Victory For The Open Web: Europe Rejects ACTA

July 4, 2012 | 22:50
Victory For The Open Web: Europe Rejects ACTA
Victory For The Open Web: Europe Rejects ACTA
Today, the European Parliament rejected ACTA with an overwhelming majority: 478 MEPs voted against and just 39 in favor, 165 abstained.

David Martin rapporteur of the INTA (International Trade) Committee and outspoken opponent of Anti Counterfeiting Trade Agreement held a short speech before the vote:
"ACTA has been rejected by 5 parliamentary commitees. It has been killed off so many times that it now only exists thanks to the EPP life support machine. No emergency surgery, no transplant, no large period of recuperation is going to save ACTA. It's time to give it its last rites. Time to allow its friends to mourn and for the rest of us to get on with our lives. Thank you Mr President."

After the vote had been casted MEPs held up posters saying: Hello Democracy Goodbye Acta.

The European Commission -the indirectly chosen executive body of the EU- is a fierce proponent of signing the international treaty and has put severe political pressure on the Parliament to vote in favor. The nay-vote is considered a coming-of-age for the Parliament which has been accused in the past of lap-dogish tendencies toward the Commission. In their vote against ACTA they have clearly chosen to listen to the voice of hundreds of thousands of EU citizens who have been protesting against the bill since February over the political games of the Commission.
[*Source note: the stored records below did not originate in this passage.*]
PR #7014, opened 2025-04-11
Revert "fix(amazonq): "failed to run command""

hayemaxi:
This is preventing users from seeing the sign in page when clicking sign in. This is because `tryExecute` only works for commands created via the `Commands` utilities, but these are vscode generated commands and are never registered.


justinmk3:
instead of reverting, see https://github.com/aws/aws-toolkit-vscode/pull/7015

After the vote had been cast, the floor was given to Maroš Šefčovič, Vice President of the Commission. He echoed earlier statements of Commissioner De Gucht, saying that the Commission would maintain its course. That is to say: the Commission has referred ACTA to the European Course of Justice for an opinion on whether ACTA is compatible with the Charter of fundamental rights of the EU. When it did so it had requested the Parliament to postpone the vote until the Court had come up with an answer. This was expected to take 18 to 24 months and was generally considered a delaying tactic in the hope citizen uprising against ACTA would have had died out by then.

So basically Šefčovič told the Parliament that the Commission is not going to respect the decision it made today.

However, the eurozone crisis is laying bare the major democratic deficit of the EU project. It is unlikely that two years from now the Commission can afford to blatantly ignore the directly elected Parliament. Also, to my knowledge, ACTA is the first issue for which citizens (not interest groups, they've been doing it for a while already) from different member states reached across borders to unite and fight against impending European legislation. The rise of a civil society on an European level. Therefore the defeat of ACTA is not only a victory for the open web but also for a more democratic Europe. The Commission can ignore that but only at a very high cost.